Start of SOURCE MATERIAL

PR #88, opened 2022-02-07
Improve indication of restarting auctions

### LINKED ISSUE #28: Better indicate when needs to be restarted
**Goal**
Better indicate when an auction needs to be restarted.

**Context**
Currently, it is not that clear when an auction needs to be restarted and the columns `Market Difference` & `Auction Price` are showing _Unknown_. Let's discuss what can be done to better indicate that an auction needs to be restarted & explain the two columns showing unknown.

**Tasks**
- [x] When the auction is active/not finished, but not tradable, change `Market Difference` text from `Unknown` to `Not tradable`, but keep it gray (note that this should also be changed in the auction page)
- [x] Change `See details` button text to `Participate` when the auction is active
- [x] Change `See details` button text to `Restart auction` when the auction is inactive
- [x] Keep `See details` when the auction is finished
- [x] On the auction page: replace `Auction Price Total` with `Unknown` when the auction is inactive
   - [x] Add a tooltip(like in the screenshots below) here that says something like "Since the auction is not active, there is no total Auction Price for this auction." 
- [x] Add `Connect a Wallet` block with text above `Restart Auction` block in case no wallet is connected – so we have active call to action in the page at all times (right now there is no hint to the user why the restart button is inactive)

**Assets**
image

fegbert:
closes #28 

> When the auction is active/not finished, but not tradable, change `Market Difference` text from `Unknown` to `Not tradable`
image

> Change `See details` button text to `Participate` when the auction is active
image

> Change `See details` button text to `Restart auction` when the auction is inactive
image

> Keep `See details` when the auction is finished
image

> On the auction page: replace `Auction Price Total` with `Unknown` when the auction is inactive
>   - Add a tooltip(like in the screenshots below) here that says something like "Since the auction is not active, there is no total Auction Price for this auction."
image

> Add `Connect a Wallet` block with text above `Restart Auction` block in case no wallet is connected
image

Only showing while no wallet is connected & auction needs to be restarted.

### DIFF
--- a/frontend/components/Auction.vue
+++ b/frontend/components/Auction.vue
@@ -2,6 +2,13 @@
     <TextBlock :title="`Auction #${auctionId}`">
         <Alert v-if="errorText" class="my-3" :message="errorText" type="error" />
         <div v-if="auction">
+            <WalletBlock
+                v-if="!auction.isActive && !auction.isFinished && !walletAddress"
+                class="my-4"
+                :wallet-address="walletAddress"
+                :is-explanations-shown="isExplanationsShown"
+                @connectWallet="$emit('connect')"
+            />
             <RestartBlock
                 v-if="errorText === 'This auction is inactive and must be restarted'"
                 :transaction-fee="auction.restartTransactionFeeETH"
@@ -240,6 +247,7 @@ import Loading from '~/components/common/Loading.vue';
 import Explain from '~/components/utils/Explain.vue';
 import RestartBlock from '~/components/transaction/RestartBlock.vue';
 import TimeTillProfitable from '~/components/utils/TimeTillProfitable.vue';
+import WalletBlock from '~/components/transaction/WalletBlock.vue';
 
 export default Vue.extend({
     name: 'Auction',
@@ -258,6 +266,7 @@ export default Vue.extend({
         Tooltip,
         TimeTillProfitable,
         Popover,
+        WalletBlock,
     },
     props: {
         auction: {
--- a/frontend/components/Auction.vue
+++ b/frontend/components/Auction.vue
@@ -56,7 +56,7 @@
                                 <template v-if="auction.isActive && auction.marketUnitPriceToUnitPriceRatio">
                                     <format-market-value :value="auction.marketUnitPriceToUnitPriceRatio" />
                                 </template>
-                                <span v-else class="opacity-50">Unknown</span>
+                                <span v-else class="opacity-50">Not tradable</span>
                             </td>
                         </tr>
                         <tr>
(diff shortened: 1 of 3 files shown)


frontend/components/Auction.vue
```diff
@@ -2,6 +2,13 @@
     <TextBlock :title="`Auction #${auctionId}`">
         <Alert v-if="errorText" class="my-3" :message="errorText" type="error" />
         <div v-if="auction">
+            <WalletBlock
+                v-if="!auction.isActive && !auction.isFinished && !walletAddress"
+                class="my-4"
+                :wallet-address="walletAddress"
+                :is-explanations-shown="isExplanationsShown"
+                @connectWallet="$emit('connect')"
+            />
```
valiafetisov, line 11: Can you please move this inside `RestartBlock`? Since it's already have logic to display or not display itself and the wallet connection is practically part of the restart button

frontend/components/Auction.vue
```diff
@@ -56,7 +63,7 @@
                                 <template v-if="auction.isActive && auction.marketUnitPriceToUnitPriceRatio">
                                     <format-market-value :value="auction.marketUnitPriceToUnitPriceRatio" />
                                 </template>
-                                <span v-else class="opacity-50">Unknown</span>
+                                <span v-else class="opacity-50">Not tradable</span>
```
valiafetisov, line 66: Since it's `v-else`, it will also be shown if `!auction.isActive`, which is not correct. `Not tradable` should only be shown when there is no `marketUnitPriceToUnitPriceRatio`

frontend/components/AuctionsTable.vue
```diff
@@ -27,7 +27,7 @@
                 v-if="record.isActive && record.marketUnitPriceToUnitPriceRatio && !record.isFinished"
                 :value="marketUnitPriceToUnitPriceRatio"
             />
-            <span v-else class="opacity-50">Unknown</span>
+            <span v-else class="opacity-50">Not tradable</span>
```
valiafetisov, line 30: Same as above

valiafetisov (dismissed):

LukSteib (changes requested):
Was not in the scope of the initial issue but since we are working on improving UX for auctions that require restrart in this PR, I think it fits
- [x] Change explanation text below auction table for auctions that require restart since it is misleading for the user right now (see screenshot below)
   - [x] Keep first sentence
   - [ ] Replace rest simply with the following sentence: `This auction requires restart in order to determine prices properly.`
   - [x] ensure that the text as we have it right now is displayed for all active auctions

image

fegbert:
Should we also add another case for finished auctions? 🙂

LukSteib:
> Should we also add another case for finished auctions? 🙂

Good question. Let's not further increase the scope of this PR and get it merged. We can take text adjustment for finished auctions to the backlog (or cover in #90)

fegbert:
changed text:

image

LukSteib (approved):

valiafetisov (approved):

End of SOURCE MATERIAL

__TASK GOAL__: What is needed is the number of lines in the data that hold the word "changed", and nothing more.

__RESPONSE__: 2